Joanna McCallum, the board’s chair, said by annually reviewing driver wages it “builds trust” between the employee and employer to keep an “open, clear and conducive to a good relationship.”

At an April 13 media conference in Calgary, Premier Jason Kenney said it was a necessity to help transit services that were heavily impacted by the pandemic.

“Transit systems took a financial beating during the pandemic with a significant loss in ridership as people worked from home and businesses cut back on staff or completely shut down," he said. "This funding will keep buses and trains moving to meet increased demand as we recover from the pandemic.”

More than half of the funding – $82.3 million – is going to Calgary Transit, which was projected to have an $89 million revenue shortfall this year.  The City of Edmonton is receiving $66.9 million.

The funding is doled out to 26 municipalities, including nearby Cochrane, Airdrie, Rocky View County and Okotoks.

“It’s obviously very welcome news and it feels like Roam’s been leading the charge with good news lately, so really happy to hear about this,” said Banff Mayor Corrie DiManno, who is a commission member representing the Town of Banff.

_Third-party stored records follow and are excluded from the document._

Issue #1218, opened 2024-06-07
Incorrect BMW Can broadcast Coolant value conversation.


Zazins:
Incorrect Can message conversation leads to incorrect coolant temperature displayed.
Incorrect value is more then half wrong from correct vales. 

Correct conversation with very low incorrect value keeping old conversation style. 
temp_CLT = (currentStatus.coolant + CALIBRATION_TEMPERATURE_OFFSET)*4/3+11; //CLT conversion

noisymime:
@pazi88 Are you able to confirm here at all? 

It does appear that the `CALIBRATION_TEMPERATURE_OFFSET` value in `comms_CAN.cpp` is currently being subtracted when that may not be needed. 

From what I can find online the conversion should be:
`Temp in C = .75 * byte - 48.373`
or to rework it for the byte value:
`byte = (C + 48.373)/.75` 
aka:
`temp_CLT = (currentStatus.coolant + 48)*4/3; //CLT conversion`

I don't have a BMW setup to test this on. @Zazins Are you able to test this with the above line?

Zazins:
Hi! 

This is correct calculation that Im using on other projects Calculation = (HEX * 0.75) - 48°C, but I dont know why this calculation leads to incorrect values by Speeduino. If i sent coolant temperature over Serial and then calculate temperature then calculation is correct. 
However yes I can test it.

noisymime:
> (HEX * 0.75) - 48°C, but I dont know why this calculation leads to incorrect values by Speeduino.

That calculation would be to turn whatever is sent on CAN back into degrees C. What Speeduino needs to do is the opposite of this, convert degrees C into the value that is expected on the bus. 

I believe this line should be correct:

`temp_CLT = (currentStatus.coolant + 48)*4/3; //CLT conversion`

pazi88:
> @pazi88 Are you able to confirm here at all?
> 
> It does appear that the `CALIBRATION_TEMPERATURE_OFFSET` value in `comms_CAN.cpp` is currently being subtracted when that may not be needed.
> 
> From what I can find online the conversion should be: `Temp in C = .75 * byte - 48.373` or to rework it for the byte value: `byte = (C + 48.373)/.75` aka: `temp_CLT = (currentStatus.coolant + 48)*4/3; //CLT conversion`
> 
> I don't have a BMW setup to test this on. @Zazins Are you able to test this with the above line?

[...]

PR #1223, opened 2024-06-23
Fix for #1218 and rusEFI code simplification

VitorBoss:
On issue #1218 the user reported the standard messages stopped to been broadcast when the rusEFI wideband is enabled, that boils down to the extended flag been left set on the global `outMsg` variable, this PR adds lines to make sure it is always reset to 0 were is needed.

I also took the liberty to simplify rusEFI code and do a single division instead of 2 on each ARBID on the code.

### DIFF
--- a/speeduino/comms_CAN.cpp
+++ b/speeduino/comms_CAN.cpp
@@ -59,6 +59,7 @@ void CAN_write()
 
 void sendBMWCluster()
 {
+  outMsg.flags.extended = 0; //Make sure to set this to standard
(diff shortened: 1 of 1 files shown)


noisymime:
Not sure if I'm missing something, but this appears to remove the conversion from lambda to AFR? Is that right?

VitorBoss:
The conversion still happens, but instead of 4 conversions it does only one at line 97.

The conversion is done once and them it checks the ARBID and byte boundary.

PR #1225, opened 2024-07-07
New dfco menu

155ac:
*Creates a DFCO menu for removing clutter from acceleration menu.
*Changes the Priming PW menu, WUE menu and ASE menu for better fitting in smaller screens.
image


adbancroft:
Thumbs up from me: the analog gauges currently in these dialogs don't add anything and just suck up screen real estate.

The 1.16 million is broken up between the three member municipalities with 44 per cent ($507,286) for Banff, 36 per cent ($414,878) for Canmore and 21 per cent ($240,257) for Improvement District No. 9.

“The pandemic created challenges for all and every part of life and transit’s been no exception," Bean said. "Our focus continues to be keeping service levels convenient and consistent while ensuring safety for our passengers and our staff."